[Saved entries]
§
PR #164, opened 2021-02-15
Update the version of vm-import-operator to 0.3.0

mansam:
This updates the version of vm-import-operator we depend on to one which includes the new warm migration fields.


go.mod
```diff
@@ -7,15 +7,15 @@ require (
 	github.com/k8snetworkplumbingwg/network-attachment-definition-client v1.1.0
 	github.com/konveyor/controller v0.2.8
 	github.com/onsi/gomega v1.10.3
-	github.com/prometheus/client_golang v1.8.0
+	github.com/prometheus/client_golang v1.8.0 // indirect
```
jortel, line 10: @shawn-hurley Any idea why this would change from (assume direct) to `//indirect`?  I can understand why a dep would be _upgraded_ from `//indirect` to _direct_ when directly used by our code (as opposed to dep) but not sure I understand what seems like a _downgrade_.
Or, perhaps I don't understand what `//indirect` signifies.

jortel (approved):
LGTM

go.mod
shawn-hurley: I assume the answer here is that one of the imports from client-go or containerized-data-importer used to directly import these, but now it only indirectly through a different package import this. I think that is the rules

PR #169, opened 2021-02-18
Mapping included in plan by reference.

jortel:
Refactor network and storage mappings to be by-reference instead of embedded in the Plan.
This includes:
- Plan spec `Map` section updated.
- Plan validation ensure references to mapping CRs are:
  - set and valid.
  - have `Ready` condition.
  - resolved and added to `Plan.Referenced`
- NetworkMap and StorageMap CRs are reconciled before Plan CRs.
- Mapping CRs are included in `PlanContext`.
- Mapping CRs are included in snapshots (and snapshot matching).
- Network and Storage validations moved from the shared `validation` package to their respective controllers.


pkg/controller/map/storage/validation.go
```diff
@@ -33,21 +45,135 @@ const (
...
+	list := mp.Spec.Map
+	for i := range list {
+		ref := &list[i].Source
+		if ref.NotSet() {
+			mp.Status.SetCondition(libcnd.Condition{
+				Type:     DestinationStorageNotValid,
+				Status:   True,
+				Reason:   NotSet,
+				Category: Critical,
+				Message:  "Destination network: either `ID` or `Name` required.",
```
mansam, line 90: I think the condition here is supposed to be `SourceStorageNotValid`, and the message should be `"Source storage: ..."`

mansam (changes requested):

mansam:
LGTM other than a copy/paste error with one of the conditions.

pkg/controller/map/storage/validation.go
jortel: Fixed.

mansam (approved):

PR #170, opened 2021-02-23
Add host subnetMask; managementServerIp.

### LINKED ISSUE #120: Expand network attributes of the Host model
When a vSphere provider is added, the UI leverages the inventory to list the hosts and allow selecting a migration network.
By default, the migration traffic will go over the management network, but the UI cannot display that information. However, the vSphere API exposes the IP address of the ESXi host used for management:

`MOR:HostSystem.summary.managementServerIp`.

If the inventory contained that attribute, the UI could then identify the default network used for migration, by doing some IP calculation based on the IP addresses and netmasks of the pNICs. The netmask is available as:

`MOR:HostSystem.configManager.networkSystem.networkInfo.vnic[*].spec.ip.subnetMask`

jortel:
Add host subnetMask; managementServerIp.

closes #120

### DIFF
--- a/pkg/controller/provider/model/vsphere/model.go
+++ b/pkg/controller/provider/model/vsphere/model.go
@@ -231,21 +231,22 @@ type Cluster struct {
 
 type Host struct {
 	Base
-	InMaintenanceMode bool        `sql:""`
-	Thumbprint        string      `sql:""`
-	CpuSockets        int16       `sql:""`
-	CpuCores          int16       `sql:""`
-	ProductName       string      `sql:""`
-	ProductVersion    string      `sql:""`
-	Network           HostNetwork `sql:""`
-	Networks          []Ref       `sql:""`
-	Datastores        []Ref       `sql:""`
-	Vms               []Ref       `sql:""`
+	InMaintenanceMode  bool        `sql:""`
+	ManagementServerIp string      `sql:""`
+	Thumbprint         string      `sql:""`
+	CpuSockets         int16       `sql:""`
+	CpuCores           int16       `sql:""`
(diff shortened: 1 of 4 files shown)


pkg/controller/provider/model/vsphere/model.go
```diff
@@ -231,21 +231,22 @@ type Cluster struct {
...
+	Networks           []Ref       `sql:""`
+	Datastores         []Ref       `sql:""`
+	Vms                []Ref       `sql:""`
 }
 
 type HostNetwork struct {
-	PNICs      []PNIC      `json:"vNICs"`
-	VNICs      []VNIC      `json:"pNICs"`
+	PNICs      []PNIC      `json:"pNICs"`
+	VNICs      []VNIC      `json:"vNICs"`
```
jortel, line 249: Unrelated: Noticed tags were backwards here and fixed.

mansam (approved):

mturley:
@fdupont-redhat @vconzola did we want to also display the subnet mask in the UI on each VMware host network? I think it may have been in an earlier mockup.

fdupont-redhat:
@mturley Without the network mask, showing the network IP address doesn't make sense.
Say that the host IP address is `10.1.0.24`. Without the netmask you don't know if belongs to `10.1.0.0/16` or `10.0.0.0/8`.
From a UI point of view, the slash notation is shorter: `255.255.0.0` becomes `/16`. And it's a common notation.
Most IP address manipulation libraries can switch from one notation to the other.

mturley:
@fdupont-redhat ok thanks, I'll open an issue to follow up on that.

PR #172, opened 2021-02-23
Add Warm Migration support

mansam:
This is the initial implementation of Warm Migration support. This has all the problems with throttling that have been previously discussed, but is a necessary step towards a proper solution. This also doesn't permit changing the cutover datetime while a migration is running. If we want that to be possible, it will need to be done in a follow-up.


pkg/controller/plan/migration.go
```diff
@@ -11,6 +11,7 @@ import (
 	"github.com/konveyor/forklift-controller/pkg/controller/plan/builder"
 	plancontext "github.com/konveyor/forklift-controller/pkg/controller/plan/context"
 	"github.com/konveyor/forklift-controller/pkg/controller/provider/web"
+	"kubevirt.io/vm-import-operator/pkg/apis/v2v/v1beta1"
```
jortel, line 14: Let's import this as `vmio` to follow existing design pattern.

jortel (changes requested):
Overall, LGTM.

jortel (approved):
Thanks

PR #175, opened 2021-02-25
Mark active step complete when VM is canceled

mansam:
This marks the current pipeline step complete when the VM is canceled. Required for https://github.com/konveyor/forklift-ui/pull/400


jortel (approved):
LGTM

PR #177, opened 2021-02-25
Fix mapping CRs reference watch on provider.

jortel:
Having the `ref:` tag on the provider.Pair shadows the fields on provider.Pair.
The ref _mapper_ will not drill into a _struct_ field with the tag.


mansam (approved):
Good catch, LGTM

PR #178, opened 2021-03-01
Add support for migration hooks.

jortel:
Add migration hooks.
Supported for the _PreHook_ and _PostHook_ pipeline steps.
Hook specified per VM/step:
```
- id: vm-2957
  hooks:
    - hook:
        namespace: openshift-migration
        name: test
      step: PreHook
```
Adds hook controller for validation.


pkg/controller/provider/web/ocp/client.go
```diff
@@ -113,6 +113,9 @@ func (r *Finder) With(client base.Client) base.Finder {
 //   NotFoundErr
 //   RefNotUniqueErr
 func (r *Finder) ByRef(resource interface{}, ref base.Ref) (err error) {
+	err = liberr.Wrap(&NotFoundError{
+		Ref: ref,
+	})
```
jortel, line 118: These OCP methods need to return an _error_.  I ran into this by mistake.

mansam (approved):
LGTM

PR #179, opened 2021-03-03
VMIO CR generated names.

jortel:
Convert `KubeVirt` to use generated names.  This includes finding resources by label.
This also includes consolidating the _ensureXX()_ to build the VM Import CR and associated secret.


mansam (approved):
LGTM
§
== What to do ==
Scan the data above and report each line in which "think" is present.

== Expected output ==
shawn-hurley: I assume the answer here is that one of the imports from client-go or containerized-data-importer used to directly import these, but now it only indirectly through a different package import this. I think that is the rules
mansam, line 90: I think the condition here is supposed to be `SourceStorageNotValid`, and the message should be `"Source storage: ..."`
@fdupont-redhat @vconzola did we want to also display the subnet mask in the UI on each VMware host network? I think it may have been in an earlier mockup.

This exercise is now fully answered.